2. What is history? On what does it rest? How is it different from mythology? from fiction? What is the relation of history to change? What is said of history in English literature? What threefold division of history is there in regard to time? Name the limits of each. As to subject-matter, how is history divided? What division is based on the sources of information? Define a chronicle; annals. As to method, what threefold division of history is there? Define narrative, descriptive, and philosophic history. What method does the best history follow? What difference is there between ancient and modern methods in history? What is the first requisite of historic writing to-day?
3. What is biography? Why is it interesting? What was Carlyle's idea? What three different types exist? What is the chief requisite? What are the two principal sources of error? What is autobiography? What advantage has autobiography? what source of error? What is a diary? Of what use is a diary?
4. In judging a history, what is the first point to be considered? What is required by the laws of art? What is said of style? What is meant by symmetry? What is the second point to be considered? What two inquiries should be made? On what are the greatest historical works based? What is the third point to be considered? What should be the historian's mental equipment? Why is it important to know his fundamental philosophical or religious beliefs?
Note
In place of illustrative and practical selections, as given in earlier chapters, it is suggested that the student be referred to a few leading works in the department of history. Among those that might be used, apart from popular text-books on the subject, are Macaulay's "History of England," Green's "History of the English People," Carlyle's "French Revolution," Prescott's "Conquest of Mexico," Motley's "Rise of the Dutch Republic," Irving's "Life of Goldsmith," the autobiographies of Franklin, Gibbon, and Ruskin, the diaries of Pepys and Evelyn, Johnson's "Lives of the Poets," volumes from the English Men of Letters series, the American Men of Letters series, the American Statesmen series, or any other works to which the student may have access.

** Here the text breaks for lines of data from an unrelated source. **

PR #7895, opened 2023-11-25
Message is not upgraded if Upgrade header is missing

Dreamsorcerer:
It is a required header for a 101 response. Behaviour is already correct in llhttp.

### DIFF
--- a/aiohttp/http_parser.py
+++ b/aiohttp/http_parser.py
@@ -503,7 +503,7 @@ class HttpParser(abc.ABC, Generic[_MsgT]):
                 close_conn = True
             elif v == "keep-alive":
                 close_conn = False
-            elif v == "upgrade":
+            elif v == "upgrade" and headers.get(hdrs.UPGRADE):
                 upgrade = True
 
         # encoding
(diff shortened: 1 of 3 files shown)


tests/test_http_parser.py
```diff
@@ -473,6 +473,16 @@ def test_conn_upgrade(parser: Any) -> None:
     assert upgrade
 
 
+def test_bad_upgrade(parser: Any) -> None:
+    """Test not upgraded if missing Upgrade header."""
+
+    text = b"GET /test HTTP/1.1\r\n" b"connection: upgrade\r\n\r\n"
```
```suggestion
    text = b"GET /test HTTP/1.1\r\nconnection: upgrade\r\n\r\n"
```

aiohttp/http_parser.py
```diff
@@ -503,7 +503,7 @@ def parse_headers(
                 close_conn = True
             elif v == "keep-alive":
                 close_conn = False
-            elif v == "upgrade":
+            elif v == "upgrade" and headers.get(hdrs.UPGRADE):
```
Dreamsorcerer, line 507:
```suggestion
            # https://www.rfc-editor.org/rfc/rfc9110.html#name-101-switching-protocols
            elif v == "upgrade" and headers.get(hdrs.UPGRADE):
```

tests/test_http_parser.py
```diff
@@ -473,6 +473,16 @@ def test_conn_upgrade(parser: Any) -> None:
     assert upgrade
 
 
+def test_bad_upgrade(parser: Any) -> None:
+    """Test not upgraded if missing Upgrade header."""
+
```
```suggestion
```

PR #7918, opened 2023-11-27
Create new response on each HTTPException

bdraco:
## What do these changes do?

This is a limited backport of #5197 and #3462

## Checklist

### DIFF
--- a/aiohttp/web_exceptions.py
+++ b/aiohttp/web_exceptions.py
@@ -1,6 +1,7 @@
 import warnings
 from typing import Any, Dict, Iterable, List, Optional, Set  # noqa
 
+from multidict import CIMultiDict
 from yarl import URL
 
 from .typedefs import LooseHeaders, StrOrURL
@@ -116,6 +117,14 @@ class HTTPException(Response, Exception):
 
     def __bool__(self) -> bool:
         return True
+
+    @property
+    def status(self) -> int:
+        return self.status_code
+
+    @property
+    def headers(self) -> "CIMultiDict[str]":
+        return self._headers
 
 
 class HTTPError(HTTPException):
--- a/aiohttp/web_protocol.py
+++ b/aiohttp/web_protocol.py
@@ -453,7 +453,10 @@ class RequestHandler(BaseProtocol):
             finally:
                 self._current_request = None
         except HTTPException as exc:
-            resp = exc
+            resp = Response(
+                status=exc.status, reason=exc.reason, text=exc.text, headers=exc.headers
+            )
+            resp._cookies = exc._cookies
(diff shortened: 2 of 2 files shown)


aiohttp/web_protocol.py
```diff
@@ -453,7 +453,10 @@ async def _handle_request(
             finally:
                 self._current_request = None
         except HTTPException as exc:
-            resp = exc
+            resp = Response(
+                status=exc.status, reason=exc.reason, text=exc.text, headers=exc.headers
+            )
+            resp._cookies = exc._cookies
```
Dreamsorcerer, line 459: I have a strong feeling this code is rather fiddly and probably shouldn't be touched..

bdraco: I pulled it directly from https://github.com/aio-libs/aiohttp/pull/5197/files#diff-2126b277e07e3fdd05e7a81da456accf24e5515a46c78c48a79db4eb166043e4R463

I'm also more than happy to close this and give up the optimization for 404s until 4.x

aiohttp/web_exceptions.py
```diff
@@ -117,6 +118,14 @@ def __init__(
     def __bool__(self) -> bool:
         return True
 
+    @property
+    def status(self) -> int:
+        return self.status_code
+
+    @property
+    def headers(self) -> "CIMultiDict[str]":
+        return self._headers
```
Dreamsorcerer, line 127: Also, this should already be present from Response. It was added in the linked PR due to it being separated from Response.

aiohttp/web_protocol.py
Dreamsorcerer: Yeah, that PR is making the exceptions compatible with cookies. As they are still Responses in 3.x we don't need those changes. I also recall needing to fix a problem in this code, and remember it being complex due to the Response/HTTPException thing, so I'd suggest just leaving this one.

bdraco: > so I'd suggest just leaving this one.



Let's close this than. We can always come back to it if the performance of the 404 turns out to be a problem but I don't think it will

Dreamsorcerer: To expand on why we need to keep this for backwards-compatibility, we have, for example, this error middleware example:
https://demos.aiohttp.org/en/latest/tutorial.html#middlewares

You'll see this catches HTTPException in order to customise error responses. Older examples would have checked the type of the returned response, as these weren't raised as exceptions previously.

So, in v4 they are exceptions only, but in 3.x they must still be a hybrid Response, otherwise those old middlewares etc. that users wrote will break badly.

PR #7930, opened 2023-12-02
Use .coveragerc for TYPE_CHECKING conditions

Dreamsorcerer:


.coveragerc
```diff
@@ -2,3 +2,7 @@
 branch = True
 source = aiohttp, tests
 omit = site-packages
+
+[report]
+exclude_also =
+    if TYPE_CHECKING
```
webknjaz, line 8: @Dreamsorcerer have you tried https://pypi.org/p/covdefaults/ ? It provides better regexes in general, including this one.

PR #7933, opened 2023-12-02
Support FileResponse from any pathlib.Path compatible object

### LINKED ISSUE #7928: pathlib.Path-alike no longer works in 3.9.0 for web.FileResponse
### Describe the bug

I use `web.FileResponse` to respond with a file that is not really on the disk. This is done with a `Path` instance that implements the `pathlib.Path` interface. Much like the `zipfile.Path` in the standard library. (`zipfile.Path` has no `stat` yet, so it is a no-go anyway.)

With upgrade to 3.9.0, this no longer works, but it fails with file not found exception.

I see the change came in #7111, the backport of #6876. For no apparent reason, the condition to only replace str with `pathlib.Path` was changed to create `pathlib.Path` for any argument.

```
@@ -55,10 +55,7 @@ class FileResponse(StreamResponse):
     ) -> None:
         super().__init__(status=status, reason=reason, headers=headers)

-        if isinstance(path, str):
-            path = pathlib.Path(path)
-
-        self._path = path
+        self._path = pathlib.Path(path)
         self._chunk_size = chunk_size
```

Python 3.12 is preparing for `pathlib.Path` to be subclassed more easily (see [whatsnew](https://docs.python.org/3/whatsnew/3.12.html#pathlib)). Whatever reasons there are to subclass, would also be broken by this kind of change.

Since this breaks something that used to work, I report this as a bug. As a new feature it would not require much. Only `Path` members `name`, `open`, `stat`, `with_name` and `is_file` for the value returned by `with_name`.

### To Reproduce

1. Subclass or implement own `pathlib.Path` like subclass.
2. Create instance.
3. Pass it to `web.FileResponse`.

### Expected behavior

Response created with the stat and file content of the `pathlib.Path`.

### Logs/tracebacks

```python-traceback
  File "***/.venv310/lib/python3.10/site-packages/aiohttp/web_protocol.py", line 531, in start
    resp, reset = await task
  File "***/.venv310/lib/python3.10/site-packages/aiohttp/web_protocol.py", line 477, in _handle_request
    reset = await self.finish_response(request, resp, start_time)
  File "***/.venv310/lib/python3.10/site-packages/aiohttp/web_protocol.py", line 630, in finish_response
    await prepare_meth(request)
  File "***/.venv310/lib/python3.10/site-packages/aiohttp/web_fileresponse.py", line 139, in prepare
    st: os.stat_result = await loop.run_in_executor(None, filepath.stat)
  File "/usr/lib/python3.10/concurrent/futures/thread.py", line 58, in run
    result = self.fn(*self.args, **self.kwargs)
  File "/usr/lib/python3.10/pathlib.py", line 1097, in stat
    return self._accessor.stat(self, follow_symlinks=follow_symlinks)
FileNotFoundError: [Errno 2] No such file or directory: '***'
```

### Python Version

```console
$ python --version
Python 3.10.13
```

### aiohttp Version

```console
$ python -m pip show aiohttp
Name: aiohttp
Version: 3.9.1
Author:
Author-email:
License: Apache 2
Location: /home/kohtala/andritz/.venv310/lib/python3.10/site-packages
Requires: aiosignal, async-timeout, attrs, frozenlist, multidict, yarl
Required-by:
```

### multidict Version

```console
Name: multidict
Version: 6.0.4
Author: Andrew Svetlov
License: Apache 2
Location: /home/kohtala/andritz/.venv310/lib/python3.10/site-packages
Requires:
Required-by: aiohttp, yarl
```

### yarl Version

```console
$ python -m pip show yarl
Name: yarl
Version: 1.9.3
Author: Andrew Svetlov
License: Apache-2.0
Location: /home/kohtala/andritz/.venv310/lib/python3.10/site-packages
Requires: idna, multidict
Required-by: aiohttp
```

### OS

```
$ cat /etc/os-release
NAME="Ubuntu"
VERSION="20.04.6 LTS (Focal Fossa)"
ID=ubuntu
ID_LIKE=debian
PRETTY_NAME="Ubuntu 20.04.6 LTS"
VERSION_ID="20.04"
HOME_URL="https://www.ubuntu.com/"
SUPPORT_URL="https://help.ubuntu.com/"
BUG_REPORT_URL="https://bugs.launchpad.net/ubuntu/"
PRIVACY_POLICY_URL="https://www.ubuntu.com/legal/terms-and-policies/privacy-policy"
VERSION_CODENAME=focal
UBUNTU_CODENAME=focal
```

### Related component

Server

### Additional context

_No response_

### Code of Conduct

kohtala:
## What do these changes do?

Add support for passing to web.FileResponse any object with required attributes of pathlib.Path.

Responses can be sent from files not in the filesystem.

## Related issue number

Fixes #7928

## Checklist

### DIFF
--- a/aiohttp/typedefs.py
+++ b/aiohttp/typedefs.py
@@ -1,14 +1,17 @@
 import json
 import os
 from typing import (
+    IO,
     TYPE_CHECKING,
     Any,
     Awaitable,
     Callable,
     Iterable,
     Mapping,
+    Protocol,
     Tuple,
     Union,
+    runtime_checkable,
 )
 
 from multidict import CIMultiDict, CIMultiDictProxy, MultiDict, MultiDictProxy, istr
@@ -52,3 +55,24 @@ Handler = Callable[["Request"], Awaitable["StreamResponse"]]
 Middleware = Callable[["Request", Handler], Awaitable["StreamResponse"]]
 
 PathLike = Union[str, "os.PathLike[str]"]
+
+
+class PathlibPathNamedLike(Protocol):
+    def is_file(self) -> bool:
+        ...
+
+
+@runtime_checkable
+class PathlibPathLike(Protocol):
+    """pathlib.Path interface used by aiohttp."""
+
+    name: str
+
+    def open(self, mode: str) -> IO[Any]:
+        ...
+
+    def stat(self, *, follow_symlinks=True) -> os.stat_result:
+        ...
+
+    def with_name(self, name: str) -> PathlibPathNamedLike:
+        ...
--- a/aiohttp/web_fileresponse.py
+++ b/aiohttp/web_fileresponse.py
@@ -11,13 +11,14 @@ from typing import (
     Final,
     Optional,
     Tuple,
+    Union,
     cast,
 )
 
 from . import hdrs
 from .abc import AbstractStreamWriter
 from .helpers import ETAG_ANY, ETag, must_be_empty_body
-from .typedefs import LooseHeaders, PathLike
+from .typedefs import LooseHeaders, PathlibPathLike, PathLike
 from .web_exceptions import (
     HTTPNotModified,
     HTTPPartialContent,
@@ -43,7 +44,7 @@ class FileResponse(StreamResponse):
 
     def __init__(
         self,
-        path: PathLike,
+        path: Union[PathLike, PathlibPathLike],
         chunk_size: int = 256 * 1024,
         status: int = 200,
         reason: Optional[str] = None,
@@ -51,7 +52,12 @@ class FileResponse(StreamResponse):
     ) -> None:
         super().__init__(status=status, reason=reason, headers=headers)
 
-        self._path = pathlib.Path(path)
+        if isinstance(path, str) or (
+            not isinstance(path, PathlibPathLike) and isinstance(path, os.PathLike)
+        ):
+            path = pathlib.Path(path)
+
+        self._path = path
         self._chunk_size = chunk_size
 
     async def _sendfile_fallback(
--- a/tests/test_web_sendfile.py
+++ b/tests/test_web_sendfile.py
@@ -1,3 +1,5 @@
+from io import BytesIO
+from os import stat_result
 from pathlib import Path
 from typing import Any
 from unittest import mock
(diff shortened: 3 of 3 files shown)


Dreamsorcerer:
Why do we need the protocol? If you've subclassed Path, then shouldn't it be a subclass of `os.PathLike`?

kohtala:
> Why do we need the protocol? If you've subclassed Path, then shouldn't it be a subclass of `os.PathLike`?

If you do not have the file on filesystem, it would be best if it is not a subclass of `pathlib.Path`. `pathlib.Path` is a `os.PathLike`, i.e. it gives a path for the filesystem. The testcase in this PR adds a minimal class that provides the information needed for response without going to filesystem at all. For typing, you need a `Protocol` to check if the passed object implements the required interface.

Dreamsorcerer:
> If you do not have the file on filesystem, it would be best if it is not a subclass of `pathlib.Path`. `pathlib.Path` is a `os.PathLike`, i.e. it gives a path for the filesystem.

But, `os.PathLike` is an ABC, so you can just subclass that instead.

Though looking closer, `os.PathLike` only defines `__fspath__()`, so I'm not entirely sure why the type checking succeeded in the past...

Another complication with your custom classes, is that someone expects things like `open()` to work when passed a PathLike. It's probably a bit confusing if `open()` fails, but `path.open()` succeeds.

Dreamsorcerer:
> But, `os.PathLike` is an ABC, so you can just subclass that instead.

Hmm, I guess your point is you want something that looks like a `Path`, but doesn't support `__fspath__()`, and isn't permitted in `open()`?

kohtala:
> > But, `os.PathLike` is an ABC, so you can just subclass that instead.
> 
> Hmm, I guess your point is you want something that looks like a `Path`, but doesn't support `__fspath__()`, and isn't permitted in `open()`?

Yes. A `Path` that doesn't have working `__fspath__()` for `open()` since there is no file on the filesystem.

My application generates the file and has the content and timestamp in-memory. It does not change for every request, so much of the functionality in `web.FileResponse` is useful and I would not like to make a copy of it. I'd also rather not have some temporary file just to get around some silly minor detail in the existing implementation.

For now I assign the own Path like to `FileResponse._path` directly, but I'd rather have proper support for it.

Dreamsorcerer:
> My application generates the file and has the content and timestamp in-memory.

I guess my question is why use FileResponse? If you already have the file contents in memory, why not use a regular Response?

kohtala:
> > My application generates the file and has the content and timestamp in-memory.
> 
> I guess my question is why use FileResponse? If you already have the file contents in memory, why not use a regular Response?

`FileResponse` implements [RFC 7232](https://datatracker.ietf.org/doc/html/rfc7232) and [RFC 7233](https://datatracker.ietf.org/doc/html/rfc7233).

Dreamsorcerer:
OK, I'm getting the feeling it would make more sense to expand FileResponse, or add another subclass, which supports this more directly. e.g. Instead of a path object, it could accept a file-like object directly, then you can just pass io.StringIO.

Dreamsorcerer:
> That thought occurred to me also. It needs the modification time, size, maybe something for the content-type so any `typing.IO` is not enough.

Right, we could add attributes for these on the response object itself so they could be managed there. I was also thinking that modification time could be set automatically when assigning an attribute, but that'd only work if it was str/bytes rather than a file-like object (len() could also work for size in that instance).

PR #7942, opened 2023-12-04
added server_hostname param to ws_connect method

### LINKED ISSUE #7941: using server_host name param for ws_connect

if i understand correctly, SNI is currently supported using the server_hostname parameter.
the issue is i see it only exists in _request, and the call for ws_connect doesnt support this param.

simply add the server_hostname  parameter to ws_connect so it will be passed to _request method.

no alternatives, the solution is simple.

### Related component

Client

### Additional context

_No response_

### Code of Conduct

tamir1400:
added the server_hostname param to ws_connect method, so it will simply be passed to the _request method which already supports the server_hostname param.

Fixes #7941

### DIFF
--- a/CHANGES/7941.feature
+++ b/CHANGES/7941.feature
@@ -1,1 +1,1 @@
-added server_hostname param to ws_connect
+Added ``server_hostname`` parameter to ``ws_connect``.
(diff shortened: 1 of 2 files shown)


Dreamsorcerer:
I think that looks fine to me.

The volumes assigned by the teacher should be studied with reference to diction and style as presented in Part Second of this work. In addition to this, the narrative, descriptive, and philosophical passages should be distinguished. By an analysis of a single chapter or of the whole book, the symmetry and completeness of the author's treatment may be judged. The writer's purpose and standpoint should, if possible, be ascertained, and the effect upon the work pointed out. His mood, character, and intellectual gifts should be traced as reflected in his work. The results of this investigation might be presented in the form of a written critique.